2.    the promisee reasonably relied on the promise; and

3.    the promise induced such action or forbearance

(2) A charitable subscription or a marriage settlement is binding without proof that the promise induced action or forbearance.

b.    Ricketts v. Scothorn (grandfather)Promise to pay induced P to quit her job.  A promise can be enforceable without consideration, if the promisee has acted in reliance to their detriment.

c.    Feinberg v. Pfeiffer Co. (sick old lady)Promise to pay pension (gift) for past loyalty. Induces detriment to P (she retired early & didn’t look to work anywhere else, then she got sick & couldn’t work).  Reasonable reliance, promissory estoppel.

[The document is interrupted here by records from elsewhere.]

PR #11402, opened 2024-08-18
Skip some tests which don't work under permissionless containers

KJTsanaktsidis:
When running as UID 0 but without CAP_DAC_OVERRIDE (for example, in a docker container running with --uid 0 but --cap-drop=all), these tests won't work because of hard-coded assumptions about what uid 0 can and can't do.

### DIFF
--- a/test/fileutils/test_fileutils.rb
+++ b/test/fileutils/test_fileutils.rb
@@ -93,12 +93,24 @@ class TestFileUtils < Test::Unit::TestCase
       @@no_broken_symlink
     end
 
+    def has_capsh?
+      !!system('capsh', '--print', out: File::NULL, err: File::NULL)
+    end
+
+    def has_root_file_capabilities?
+      !!system(
+        'capsh', '--has-p=CAP_DAC_OVERRIDE', '--has-p=CAP_CHOWN', '--has-p=CAP_FOWNER',
+        out: File::NULL, err: File::NULL
+      )
+    end
+
     def root_in_posix?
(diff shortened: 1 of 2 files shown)


test/fileutils/test_fileutils.rb
```diff
@@ -97,8 +97,12 @@ def root_in_posix?
...
         # FIXME: privilege if groups include root user?
         return Process.groups.include?(0)
-      end
-      if Process.respond_to?('uid')
+      elsif system('command', '-v', 'capsh', out: File::NULL)
+        return system(
+          'capsh', '--has-p=CAP_DAC_OVERRIDE', '--has-p=CAP_CHOWN', '--has-p=CAP_FOWNER',
+          out: File::NULL, err: File::NULL
+        )
+      elsif Process.respond_to?('uid')
```
nobu, line 105: I don't think you should assume `command -v` to work as expected on non-POSIX systems.

```suggestion
      end
      begin
        return system(
          'capsh', '--has-p=CAP_DAC_OVERRIDE', '--has-p=CAP_CHOWN', '--has-p=CAP_FOWNER',
          out: File::NULL, err: File::NULL, exception: true
        )
      rescue Errno::ENOENT
      end
      if Process.respond_to?('uid')
```

KJTsanaktsidis: 👍  - I refactored it a bit differently (so we could keep the same if... else if... structure in `root_in_posix?`). The cost is that it means `capsh` is executed twice if it's present but.... seems like not a big deal for a test.

PR #11403, opened 2024-08-18
[Bug #20693] Perform an actual access check in Dir.tmpdir for writability

KJTsanaktsidis:
At the moment, this code is looking at the stat output to determine if a temp directory can be written to. However, just because the stat bits say that a directory is writable, does not make it so; and, likewise, the operating system may in fact grant access to paths that the stat bits and process UID say should be inaccessible.

These systems include:

* Posix ACL's
* Linux's capabilities like CAP_DAC_OVERRIDE
* Linux Security Modules like SELinux or AppArmor
* Syscall filters like Linux's seccomp
* Granular capability systems like FreeBSD's Capsicum
* OpenBSD's pledge and unveil
* Windows too has a rich ACL system for controlling filesystem access

The best thing to do is simply to try and access the path with `File.writable?` and let the operating system tell us if the path can be accessed.

https://bugs.ruby-lang.org/issues/20693

### DIFF
--- a/lib/tmpdir.rb
+++ b/lib/tmpdir.rb
@@ -36,7 +36,9 @@ class Dir
       case
       when !stat.directory?
         warn "#{name} is not a directory: #{dir}"
-      when !stat.writable?
+      when !File.writable?(dir)
+        # We call File.writable?, not stat.writable?, because you can't tell if a dir is actually
+        # writable just from stat; OS mechanisms other than user/group/world bits can affect this.
         warn "#{name} is not writable: #{dir}"
       when stat.world_writable? && !stat.sticky?
         warn "#{name} is world-writable: #{dir}"


KJTsanaktsidis:
Hm, I'll have to make a PR in bundler to change how `File.writable?` is being stubbed.

KJTsanaktsidis:
That… seems like an openbsd bug? Surely `access(2)` should be checking whether the path is veiled? Reckon I should investigate & open an issue with them?

The pledge bit I guess makes a little more sense because it operates at a level where all it can do is kill the process…

Should we just attempt to write a file in the temp directory rather than doing an access check? I don’t know what else we can do, really

jeremyevans:
I'll check with other OpenBSD developers regarding whether `access(2)` should respect `unveil(2)` limitations.

jeremyevans:
@KJTsanaktsidis I checked and the unveil/access issue was considered a bug.  A fix has just been committed for it.  Thanks for asking about it.

mame (approved):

d.    Grouse v. Group Health Plan, Inc. (interview)The promise (for a job) induces reliance (P quit job; declined another; lost $).  Promissory estoppel – P’s reliance reasonable & foreseeable, and induced detriment. Note: “at will” so he could be fired at any time, but employer must have given him an opportunity.

e.    Cohen v. Cowles Media Co. (candidate) -  Promise of confidentiality induced P’s disclosure. EP. The reporters expected to and did induce Cohen’s disclosure, and some remedy is necessary to avoid injustice.  Even though there’s no intention to K, there’s an intention to induce reliance.

f.     All-Tech Telecom, Inc. v. Amway Corporation (telecharge warranty) There was a K, no warranty though (mere puffing). Cannot go with EP b/c a K exists.

g.    Alleghany College v. National Chautauqua Bank of Jamestown (charity) – Promise to give to charity. There was CS (college had to name in her honor), and college had a duty b/c already partially paid. Don’t need EP here, but R2K§ 90(2) – a charitable subscription is binding without proof that a promise induced a detriment.